Thanks for the clarifications, @penporn !

this thread seems relevant to my question below, but i can open a new thread if it is warranted.

i posted this question over on the apple TF-metal developer board:

https://developer.apple.com/forums/thread/693982

in a nutshell, the question is if the C API for Tensorflow can be built with the TF-metal plugin, given that most instructions i see on the web are focused on building the python libraries for tensorflow. the answer above is that probably not, because the TF-metal plugin has a dependency on the python packaging location, and i was asked to bring up this question over here.

we have a C++ application that was linked against tensorflow 2.3; on OSX of course up to this point there has been no GPU acceleration available. the dylibs we packaged contain AVX2 and FMA instructions that are not supported by rosetta2, so for the moment the only way to run this application on M1 CPUs is to use an older dylib that does not contain these instructions. it works but it seems like now we have the opportunity (at least on Monterey) to get GPU acceleration somehow with the TF-metal plugin.

of course we might need to tweak something since i think TF-metal requires TF 2.5 since it is a plugin, but that’s OK probably.

thanks for any help on this.

If all GPU cores appear as a single device, does it mean I cannot use distributed training with TensorFlow? Please help to clarify this

it can use. For example, if your Mac has 32 GPU cores, it uses all the cores for training.

I have just installed TF 2.6 using Apple’s introductions using miniforge. Which includes tensorflow-metal as well. I ran some keras examples and I can confirm it detects and maxes out my 16” MBP with M1 Max GPU. Checked utilization via activity monitor.

Performance is absurd for a machine this size, and it doesn’t even generate much heat. The fans are barely audible.

2 Likes

I did a bunch of testing across Google Colab, Apple’s M1 Pro and M1 Max as well as a TITAN RTX GPU.

Turns out the M1 Max and M1 Pro are faster than Google Colab (the free version with K80s).

And though not as fast as a TITAN RTX, the M1 Max still puts in a pretty epic performance for a laptop (about 50% the speed).

I used tensorflow-macos and tensorflow-metal across all Macs and found them to work fantastic with each other.

Here was one of the experiments using transfer learning with an EfficientNetB0 from tf.keras.applications and the Food101 dataset (~100,000 images) from TensorFlow Datasets, batch size 32.

You can see the code and rest of the results on GitHub/YouTube.

5 Likes

That’s a very interesting benchmark! Thanks for sharing!

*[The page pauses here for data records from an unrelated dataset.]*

PR #6611, opened 2020-04-25
Refactor inheritsFrom to changesFrom

KrisXV:
I renamed it from `inheritsFrom` to `changesFrom`, and it is no longer an `ID` to be consistent with upcoming changes to `otherFormes` and `cosmeticFormes`

### DIFF
--- a/data/rulesets.ts
+++ b/data/rulesets.ts
@@ -862,11 +862,8 @@ export const BattleFormats: {[k: string]: FormatsData} = {
 				if (baseSpecies.otherFormes) {
 					for (const formeid of baseSpecies.otherFormes) {
 						const forme = dex.getSpecies(formeid);
-						if (!forme.battleOnly) {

That’s very interesting, thank you @mrdbourke :tada:

Thanks for sharing!


If anyone is interested, found some older comparisons, though they aren’t about the Max or Pro models:

https://towardsdatascience.com/benchmark-m1-vs-xeon-vs-core-i5-vs-k80-and-t4-e3802f27421c

https://towardsdatascience.com/benchmark-m1-part-2-vs-20-cores-xeon-vs-amd-epyc-16-and-32-cores-8e394d56003d

Hi! I followed Apples instructions on installing the tensorflow-metal PluggableDevice tensorflow on a M1 Macmini. Did som compaprisons and the vanilla CPU version of tensorfloe is about 7 times faster that the new tensorflow-metal for example at mnist. Anybody else with this probelm?

Hello, just found this forum post and wanted to share an article I wrote some days ago:

This comparison is no exhasutive, but a desktop workstation card is significantly faster than the laptop apple processors. They are indeed pretty capable, but no comparable to an actual 200+ watt GPU.
Also, with the bigger boys, you can push batch size a lot.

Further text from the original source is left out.